A clique can be selected by clicking the left mouse button. When selected the border of a clique change from gray to black. It is possible to select multiple cliques by holding down the shift key while clicking. When selecting one or more cliques, the nodes of the selected cliques will get selected in the Network Panel.
The Junction Tree Panel offers a number of other functionalities, which are available through a tool bar of buttons and a pull-down menu (see Figure 3).
The printer button enables print out of the junction tree. The junction tree can be printed either to a printer, or to a file. Similarly to printing of the networks, it is possible to split the printout into several pages by setting an appropriate scale factor in a “Junction Tree” tab in the print dialog.
The magnification glass buttons offer possibilities to zoom in and out for better viewing.
The button with the symbol offers a possibility to select a different clique as root of the tree. The functionality gets enabled only when exactly one clique is selected. Selecting a different clique as root can be useful in the investigation of local conflicts.
The button with the symbol gets enabled when the global conflict measure is positive. See the data conflict analysis for details.
The button with the symbol provides the usual sum propagation functionality.
The button with the symbol activates a help page providing much the same information as provided in this and the data conflict analysis section.

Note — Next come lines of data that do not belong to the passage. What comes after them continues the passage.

PR #37039, opened 2026-06-15
sql: Gate all paths that set the bounded staleness isolation level

antiguru:
### Motivation

Fixes CLU-115.

`enable_bounded_staleness_isolation` was meant to gate the `bounded staleness <duration>` isolation level, but only `SET transaction_isolation TO ...` was blocked, and that check compared the variable name case-sensitively.
The flag could be bypassed three ways: a quoted/upper-cased name (`SET "TRANSACTION_ISOLATION" TO ...`), `ALTER ROLE ... SET transaction_isolation = ...`, and passing `transaction_isolation` as a connection option.

### Description

The gating logic now lives in a single case-insensitive helper, `check_transaction_isolation_feature_flag`, called from the chokepoint `SessionVars::set` (which all of `SET`, `SET TRANSACTION`, and connection options route through) and at plan time for both `SET` and `ALTER ROLE ... SET`.
A role default that names a gated level whose flag is later disabled is dropped when building session defaults, so a fresh session falls back to the built-in default rather than silently using the gated level.
The same helper also gates `strong session serializable` behind `enable_session_timelines`, closing the equivalent bypasses for that level.

### Verification

Added coverage in `test/sqllogictest/bounded_staleness.slt` for the quoted-name `SET`, `ALTER ROLE ... SET`, and the role-default fallback when the flag is disabled, plus a unit test in `src/sql/src/session/vars.rs` exercising the helper directly (flag on/off, name case-insensitivity, non-gated levels, unrelated variables).

### DIFF
--- a/src/adapter/src/coord/command_handler.rs
+++ b/src/adapter/src/coord/command_handler.rs
@@ -52,7 +52,8 @@ use mz_sql::rbac;
 use mz_sql::rbac::CREATE_ITEM_USAGE;
 use mz_sql::session::user::User;
 use mz_sql::session::vars::{
-    EndTransactionAction, NETWORK_POLICY, OwnedVarInput, STATEMENT_LOGGING_SAMPLE_RATE, Value, Var,
+    EndTransactionAction, NETWORK_POLICY, OwnedVarInput, STATEMENT_LOGGING_SAMPLE_RATE,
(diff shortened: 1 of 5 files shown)


def- (approved):
Thanks for adding tests, no complaints from QA side

mtabebe (approved):
Thanks for the fix, and the validating test.

antiguru:
Thanks for the reviews!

Evidence is indicated by highlighting evidence nodes (the color of their node symbols are changed to the evidence color). Two different modes exist for displaying evidence nodes. Either all instances of the evidence nodes will be highlighted or only those instances that appear in the cliques where the evidence has been entered. (Note that a node can be a member of several cliques.) A pull-down menu (see above) is provided for selection of preferred display mode.